Сам стесняется, так я наберусь наглости сделать это за него.

*К картинке №3*

-----------Зимние узоры--------------

*Стая белых лебедей, за окном кружится,    
Нежным, мягким одеялом на землю ложиться.
Вьюжит ветер сквозь берёз и свистит по щелкам,
Спряталась в своём дупле, рыженькая белка.
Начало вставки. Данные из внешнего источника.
PR #610, opened 2023-09-12
[write-fonts] Fix miscalculation of ppf2 subgraph size

cmyr:
I had run into a probley friday afternoon that I didn't have time to dig into, and I didn't want to block on getting fontc working again. This fixes that.

It turns out were incrementing the current index only when the subtable had not been seen before, which meant we would never advance the index and would not visit all subtables.

### DIFF
--- a/write-fonts/src/graph/splitting.rs
+++ b/write-fonts/src/graph/splitting.rs
@@ -204,6 +204,7 @@ fn split_off_ppf1(graph: &mut Graph, subtable: ObjectId, start: u16, end: u16) -
 // based off of
 // <https://github.com/harfbuzz/harfbuzz/blob/f380a32825a1b2c51bbe21dc7acb9b3cc0921f69/src/graph/pairpos-graph.hh#L207>
 fn split_pair_pos_format_2(graph: &mut Graph, subtable: ObjectId) -> Option<Vec<ObjectId>> {
+    // the minimum size of a format 2 subtable
     const BASE_SIZE: usize = 8 * u16::RAW_BYTE_LEN;
     let data = &graph.objects[&subtable];
 
@@ -279,12 +280,10 @@ fn split_pair_pos_format_2(graph: &mut Graph, subtable: ObjectId) -> Option<Vec<
         }
 
         accumulated += accumulated_delta;
-        let _largest_obj = coverage_size.max(class_def_1_size).max(class_def2_size);
-        let total = accumulated + coverage_size + class_def_1_size + class_def2_size;
-        //NOTE: harfbuzz has this optimization but I was seeing an overflow with
-        //the last object in some cases, so currently disabled
-        // largest obj packs last and can overflow
-        //- _largest_obj;
+        let largest_obj = coverage_size.max(class_def_1_size).max(class_def2_size);
+        let total = accumulated + coverage_size + class_def_1_size + class_def2_size
+        // largest obj packs last and can overflow (we only point to the start)
+        - largest_obj;
 
         if total > MAX_TABLE_SIZE {
             split_points.push(idx);
@@ -630,12 +629,10 @@ fn size_of_value_record_children(
         .filter_map(|offset| (!offset.is_null()).then_some(*offset.offset()))
         .map(|_| {
             let obj = offsets[*next_offset_idx].object;
-            if seen.insert(obj) {
-                *next_offset_idx += 1;
-                graph.objects[&obj].bytes.len()
-            } else {
-                0
-            }
+            *next_offset_idx += 1;
+            seen.insert(obj)
+                .then(|| graph.objects[&obj].bytes.len())
+                .unwrap_or(0)
         })
         .sum()
 }
@@ -668,7 +665,7 @@ mod tests {
                 Class1Record, Class2Record, PairPos, PairSet, PairValueRecord, PositionLookup,
                 ValueRecord,
             },
-            layout::{CoverageTableBuilder, DeviceOrVariationIndex, VariationIndex},
+            layout::{CoverageTableBuilder, Device, DeviceOrVariationIndex, VariationIndex},
         },
         FontWrite, TableWriter,
     };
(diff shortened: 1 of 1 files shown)


write-fonts/src/graph/splitting.rs
```diff
@@ -279,12 +280,10 @@ fn split_pair_pos_format_2(graph: &mut Graph, subtable: ObjectId) -> Option<Vec<
         }
 
         accumulated += accumulated_delta;
-        let _largest_obj = coverage_size.max(class_def_1_size).max(class_def2_size);
-        let total = accumulated + coverage_size + class_def_1_size + class_def2_size;
-        //NOTE: harfbuzz has this optimization but I was seeing an overflow with
-        //the last object in some cases, so currently disabled
+        let largest_obj = coverage_size.max(class_def_1_size).max(class_def2_size);
+        let total = accumulated + coverage_size + class_def_1_size + class_def2_size
         // largest obj packs last and can overflow
```
rsheeter, line 285: I think explaining why, such as because we only need to be able to point to the start and never the end, as well

write-fonts/src/graph/splitting.rs
```diff
@@ -630,12 +629,9 @@ fn size_of_value_record_children(
...
             let obj = offsets[*next_offset_idx].object;
-            if seen.insert(obj) {
-                *next_offset_idx += 1;
-                graph.objects[&obj].bytes.len()
-            } else {
-                0
-            }
+            let seen = seen.insert(obj);
+            *next_offset_idx += 1;
+            seen.then(|| graph.objects[&obj].bytes.len()).unwrap_or(0)
```
rsheeter, line 634: I dont' immediately see why you need to bind seen, wouldn't this be fine as:

```rust
            let obj = offsets[*next_offset_idx].object;
            *next_offset_idx += 1;
            seen.insert(obj)
                    .then(|| graph.objects[&obj].bytes.len())
                    .unwrap_or(0)
```

Hm. Actually your `map` always takes an offset and increments next which sounds a lot like iteration so just zip?

```rust
    subtables
        .iter()
        .filter_map(|offset| (!offset.is_null()).then_some(*offset.offset()))
       .zip(offsets.iter()).
        .map(|(offset, _)| {
            seen.insert(offset.object)
                    .then(|| graph.objects[&offset.object].bytes.len()).unwrap_or(0)
        })
        .sum()
```

write-fonts/src/graph/splitting.rs
```diff
@@ -1066,4 +1063,81 @@ mod tests {
             .sum();
         assert_eq!(total_c2recs, expected_n_c2_recs);
     }
+
+    #[test]
+    fn size_of_value_record_children_sanity() {
+        // let's have  single class1class, and three class2 classes
+        // we want a duplicate varidx, a null varidx, and a device table?
+
+        fn make_val_record(
```
rsheeter, line 1072: Optional, this would be easier to read hoisted out like make_class_def. 

It's also hard to tell what the args are in the code. What if it took only the advance so this:

```rust
                make_val_record(5, None),
                make_val_record(6, DeviceOrVariationIndex::variation_index(4, 20)),
```

read more like this:

```rust
                val_with_xadvance(5),
                val_with_xadvance(6).with_x_advance_device(DeviceOrVariationIndex::variation_index(4, 20)),
```

make_class_def is similar, what's a class def 3,3,1?!

write-fonts/src/graph/splitting.rs
```diff
@@ -1066,4 +1063,81 @@ mod tests {
...
+        let ppf2_data = &graph.objects[&root_id];
+        let ppf2 = ppf2_data.reparse::<rgpos::PairPosFormat2>().unwrap();
+        assert_eq!(ppf2.class1_records().len(), 1);
+        let c1rec = ppf2.class1_records().get(0).unwrap();
+        let mut visited = HashSet::new();
+        let mut next_device_offset = 3;
+        assert_eq!(c1rec.class2_records.len(), 3);
+
+        // a little helper so we don't have to have this huge fn call in each assert
+        let mut test_closure = |record: &rgpos::ValueRecord| -> usize {
```
rsheeter, line 1122: "test_closure" is perhaps nto the most descriptive name, size_of_children would make the tests read much more clearly

write-fonts/src/graph/splitting.rs
```diff
@@ -1066,4 +1063,81 @@ mod tests {
...
+        assert_eq!(test_closure(c2rec1.value_record1()), 0, "no subtables");
+        assert_eq!(test_closure(c2rec1.value_record2()), 6, "one new varidx");
+        let c2rec2 = c1rec.class2_records().get(1).unwrap();
+        assert_eq!(test_closure(c2rec2.value_record1()), 10, "a device table");
+        assert_eq!(test_closure(c2rec2.value_record2()), 0, "duplicate table");
+        let c2rec3 = c1rec.class2_records().get(2).unwrap();
+        assert_eq!(test_closure(c2rec3.value_record1(),), 6, "new varidx table");
+        assert_eq!(test_closure(c2rec3.value_record2(),), 0, "a null offset");
+        assert_eq!(next_device_offset, 7, "we visited all offsets");
+    }
```
rsheeter, line 1142: IMHO this would be nicer as one assert that there are the values. Less noisy bindings, error-prone get(index) calls and no need to check we visited everything.

```rust
assert_eq!(vec![
  (0, 6),  // no subtables, one new var idx
  (10, 0),// a device table with a duplicate table
  (6, 0),  // a new varidx table with a null offset
],
c1rec.class2_records().iter().map(|r| (r.value_record1(), r.value_record2()).collect::<Vec<_>>()
);
```

rsheeter (approved):
LGTM subject to comments being addressed

write-fonts/src/graph/splitting.rs
cmyr: This is defined inline since it's only used in this one test, whereas make_class_def is shared. :)

write-fonts/src/graph/splitting.rs
cmyr: huh interesting, I find personally find that slightly less clear? I prefer fine-grained asserts because it makes explicit exactly what has failed.

The check for the value of `next_device_offset` is important, because this we want to ensure that this value is incremented correctly, e.g. it is incremented for each non-null offset in each value record. we visit.

rsheeter: The single assert tells you when lots of values were wrong, when you have the wrong number of values, and makes it much harder to `get(the wrong value)`. I would argue it's equivalent in terms of telling you what failed while giving greater context (were ALL the values borked? just one?) but I'll grant you it's stylistic so you could view this one as optional.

Просыпаюсь словно в сказке, на окне узоры,
Не найти вам на Руси, лучше этих, шторы.
Вот тропинка, вот сосна, озеро сверкает,
Пара белых лебедей на волнах играет.

Где найти такие краски, что зима рисует?
Словно в вальсе снегири на окне танцуют.
Вот "Морозко" на санях, тройка бьёт копытом,
Испод снега лишь листок, осени забытой.

Как люблю тебя я, Русь! Степи и просторы,
Душу пусть мороз раскрасит, в зимние узоры,
Что бы слиться с Новым годом, посреди метели,
Только не хочу вылазить  из своей постели.
*

----------


## Славина

Ещё к картинке *2* если можно.

Я скажу три слова:"Я люблю тебя!"
Если не поверишь, подними глаза,
Выше в поднебесье, загляни туда,
Что ты там увидел? То любовь моя!!!:))

----------


## Skadi

> Итак - картинки


А я и не знала.......ах, вот как.....к картинкам.......хорошо, подумаем  :Smile3: 
Спасибо за предновогоднюю "встряску" всем! Молодцы!  :Ok:

----------


## Alenajazz

*У меня ещё....*
*Картинка 1*

_Если грустно - мечтой
наполни сердце своё 

налей минералки в бокал
Сделай корабль из скорлупки

И вот он уже в океане
плывёт к твоей давней мечте 

Видны огни Уругвая
Завтра там карнавал!_

----------


## Alenajazz

*И ещё...*  :Blush2: 
*Картинка 2*

Тёмно-серое НЕЧТО...
Но выглядит так сердечно!
Стеснительность солнца?
Оно отдыхает?
мне так любопытно: 
Что тучка скрывает?  :Blink:

----------


## Янек

[IMG]http://*********su/954126.jpg[/IMG]


Я к тебе корабликом приплыву
Парусом своим стать попрошу
Поплывем мы вместе по морям
Путь отыщем к нашим берегам
Мы пойдем с тобою по волнам
Не легка дорога  к  красным берегам
Но преодолеем вместе трудный путь
Чтобы в счастья гавань вовремя свернуть

----------


## Kliakca

> *вне конкурса...)))*


[IMG]http://*********su/926222m.jpg[/IMG]

*1+2+3*
*
* * *
На дне бокала твой "Привет",
В глотке усталости притих.
Забрезжит утренний рассвет,
Наполнив терпкостью мотив.

За преломлением зеркал,
Душа, в стекле, оголена.
Полупустой лежит бокал,
И в нём плывёт "Моя вина".

Из-под пера ложится стих...
"Предновогоднее письмо".
И в строчках мысли за двоих,
Испепелённое "Клеймо".

Душа взметнулась в небеса,
Закрыв собою яркий свод,
Чтоб не прожгла меня слеза,
Скатившись радостью забот.

А ты в заснеженном краю,
Качаешь внука перед сном.
Как раньше я для вас спою,
И в мыслях посещу ваш дом.

На дне бокала твой "Привет",
Притих в обилии слезы,
Но берегов в бокале - нет,
Лишь изобилье железы...*

----------


## Skadi

> Итак - картинки...


[IMG]http://*********su/979483m.jpg[/IMG]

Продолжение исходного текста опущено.